• PROMPT: Scan the records for the word "SerializerInterface". Copy each line that includes it.

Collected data
────────────────
PR #49138, opened 2023-01-27
[HttpKernel] Create Attributes `#[MapRequestPayload]` and `#[MapQueryString]` to map Request input to typed objects

Koc:
| Q             | A
| ------------- | ---
| Branch?       | 6.3
| Bug fix?      | no
| New feature?  | yes
| Deprecations? | no
| Tickets       | #36037, #36093, #45628, #47425,  #49002, #49134
| License       | MIT
| Doc PR        | TBD

Yet another variation of how we can map raw Request data to typed objects with validation. We can even build OpenApi Specification based on this DTO classes using [NelmioApiDocBundle](https://github.com/nelmio/NelmioApiDocBundle).

### `#[MapRequestPayload]`

```php
class PostProductReviewPayload
{
    public function __construct(
        #[Assert\NotBlank]
        #[Assert\Length(min: 10, max: 500)]
        public readonly string $comment,
        #[Assert\GreaterThanOrEqual(1)]
        #[Assert\LessThanOrEqual(5)]
        public readonly int $rating,
    ) {
    }
}

class PostJsonApiController
{
    public function __invoke(
        #[MapRequestPayload] PostProductReviewPayload $payload,
    ): Response {
        // $payload is validated and fully typed representation of the request body $request->getContent() 
        //  or $request->request->all()
    }
}
```

### `#[MapQueryString]`

```php
class GetOrdersQuery
{
    public function __construct(
        #[Assert\Valid]
        public readonly ?GetOrdersFilter $filter,
        #[Assert\LessThanOrEqual(500)]
        public readonly int $limit = 25,
        #[Assert\LessThanOrEqual(10_000)]
        public readonly int $offset = 0,
    ) {
    }
}

class GetOrdersFilter
{
    public function __construct(
        #[Assert\Choice(['placed', 'shipped', 'delivered'])]
        public readonly ?string $status,
        public readonly ?float $total,
    ) {
    }
}

class GetApiController
{
    public function __invoke(
        #[MapQueryString] GetOrdersQuery $query,
    ): Response {
        // $query is validated and fully typed representation of the query string $request->query->all()
    }
}
```

### Exception handling :boom: 
- Validation errors will result in an HTTP 422 response, accompanied by a serialized `ConstraintViolationList`.
- Malformed data will be responded to with an HTTP 400 error.
- Unsupported deserialization formats will be responded to with an HTTP 415 error.

## Comparison to another implementations :bookmark_tabs: 

Differences to #49002:
- separate Attributes for explicit definition of the used source
[...]

PR #49944, opened 2023-04-05
[Serializer] Make `ProblemNormalizer` give details about `ValidationFailedException` and `PartialDenormalizationException`

nicolas-grekas:
| Q             | A
| ------------- | ---
| Branch?       | 6.3
| Bug fix?      | no
| New feature?  | yes
| Deprecations? | no
| Tickets       | -
| License       | MIT
| Doc PR        | -

This PR provides some infrastructure that I think is missing and would be nice using in #49138

With this patch, if an `HttpException` is thrown and if it wraps either a `ValidationFailedException` or a `PartialDenormalizationException`, Symfony will return a JSON containing the details of the validation failures / missing properties when the request comes with `Accept: application/json`.

I also fixed a few minor things that I found while digging the code on this topic.

### DIFF
--- a/src/Symfony/Bundle/FrameworkBundle/Resources/config/serializer.php
+++ b/src/Symfony/Bundle/FrameworkBundle/Resources/config/serializer.php
@@ -103,7 +103,7 @@ return static function (ContainerConfigurator $container) {
             ->tag('serializer.normalizer', ['priority' => -950])
 
         ->set('serializer.normalizer.problem', ProblemNormalizer::class)
-            ->args([param('kernel.debug')])
+            ->args([param('kernel.debug'), '$translator' => service('translator')->nullOnInvalid()])
             ->tag('serializer.normalizer', ['priority' => -890])
 
         ->set('serializer.denormalizer.unwrapping', UnwrappingDenormalizer::class)
--- a/src/Symfony/Component/Serializer/Normalizer/MimeMessageNormalizer.php
+++ b/src/Symfony/Component/Serializer/Normalizer/MimeMessageNormalizer.php
@@ -17,6 +17,7 @@ use Symfony\Component\Mime\Header\Headers;
 use Symfony\Component\Mime\Header\UnstructuredHeader;
 use Symfony\Component\Mime\Message;
 use Symfony\Component\Mime\Part\AbstractPart;
+use Symfony\Component\Serializer\Exception\LogicException;
 use Symfony\Component\Serializer\SerializerAwareInterface;
 use Symfony\Component\Serializer\SerializerInterface;
 
@@ -30,10 +31,10 @@ use Symfony\Component\Serializer\SerializerInterface;
  */
 final class MimeMessageNormalizer implements NormalizerInterface, DenormalizerInterface, SerializerAwareInterface, CacheableSupportsMethodInterface
 {
-    private $serializer;
-    private $normalizer;
-    private $headerClassMap;
-    private $headersProperty;
+    private NormalizerInterface&DenormalizerInterface $serializer;
+    private PropertyNormalizer $normalizer;
+    private array $headerClassMap;
+    private \ReflectionProperty $headersProperty;
 
     public function __construct(PropertyNormalizer $normalizer)
     {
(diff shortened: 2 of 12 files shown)


src/Symfony/Component/Serializer/Normalizer/ProblemNormalizer.php
```diff
@@ -53,15 +60,33 @@ public function normalize(mixed $object, string $format = null, array $context =
...
 
+        $data = [];
+        $exception = $context['exception'] ?? null;
+        if ($exception instanceof HttpExceptionInterface) {
+            $exception = $exception->getPrevious();
+
+            if ($exception instanceof PartialDenormalizationException) {
+                $data = [
+                    self::TYPE => 'https://symfony.com/errors/denormalization',
+                    'errors' => array_map(fn ($e) => ['title' => $e->getMessage()], $exception->getErrors()),
```
lyrixx: I would be nice to add some hint if possible!

```
if ($exception->canUseMessageForUser()) {
    $parameters['hint'] = $exception->getMessage();
}
```

nicolas-grekas: updated

src/Symfony/Component/Serializer/Normalizer/MimeMessageNormalizer.php
```diff
@@ -57,6 +58,9 @@ public function getSupportedTypes(?string $format): array
 
     public function setSerializer(SerializerInterface $serializer): void
     {
+        if (!$serializer instanceof NormalizerInterface || !$serializer instanceof DenormalizerInterface) {
+            throw new LogicException(sprintf('The passed serializer should implement both NormalizerInterface and DenormalizerInterface, "%s" given.', get_debug_type($serializer)));
```
WebMamba, line 62: This message sounds a bit weird to me. You test with || so if serializer implement NomalizerInterface OR DenormalizerInterface. But in your message you use 'and' like you are using && operator.

nicolas-grekas: I also use `!`, that makes it an `&&`, as in `!(a && b)`

lyrixx (approved):
LGTM 👍🏼

src/Symfony/Bundle/FrameworkBundle/Resources/config/serializer.php
```diff
@@ -103,7 +103,7 @@
             ->tag('serializer.normalizer', ['priority' => -950])
 
         ->set('serializer.normalizer.problem', ProblemNormalizer::class)
-            ->args([param('kernel.debug')])
+            ->args([param('kernel.debug'), '$translator' => service('translator')->nullOnInvalid()])
```
stof, line 106: should we really rely on the named parameter here ? We don't include parameter names in our BC policy except for attribute constructors.

src/Symfony/Component/Serializer/Normalizer/ProblemNormalizer.php
```diff
@@ -53,15 +63,47 @@ public function normalize(mixed $object, string $format = null, array $context =
...
+                ];
+            } elseif ($exception instanceof ValidationFailedException
+                && $this->serializer instanceof NormalizerInterface
+                && $this->serializer->supportsNormalization($exception->getViolations(), $format, $context)
+            ) {
+                $data = $this->serializer->normalize($exception->getViolations(), $format, $context);
+            }
+        }
+
+        $context += $this->defaultContext;
```
stof: moving this after the usage of `$context['debug'] ?? true` looks wrong to me.

src/Symfony/Bundle/FrameworkBundle/Resources/config/serializer.php
nicolas-grekas: we have to because of the way SerializerPass works:
https://github.com/symfony/symfony/blob/6.3/src/Symfony/Component/Serializer/DependencyInjection/SerializerPass.php#L79

src/Symfony/Component/Serializer/Normalizer/ProblemNormalizer.php
nicolas-grekas: should be good now

stof (approved):

yceruto:
Great! 👍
────────────────
• ANSWER BOX:
 use Symfony\Component\Serializer\SerializerInterface;
@@ -30,10 +31,10 @@ use Symfony\Component\Serializer\SerializerInterface;
     public function setSerializer(SerializerInterface $serializer): void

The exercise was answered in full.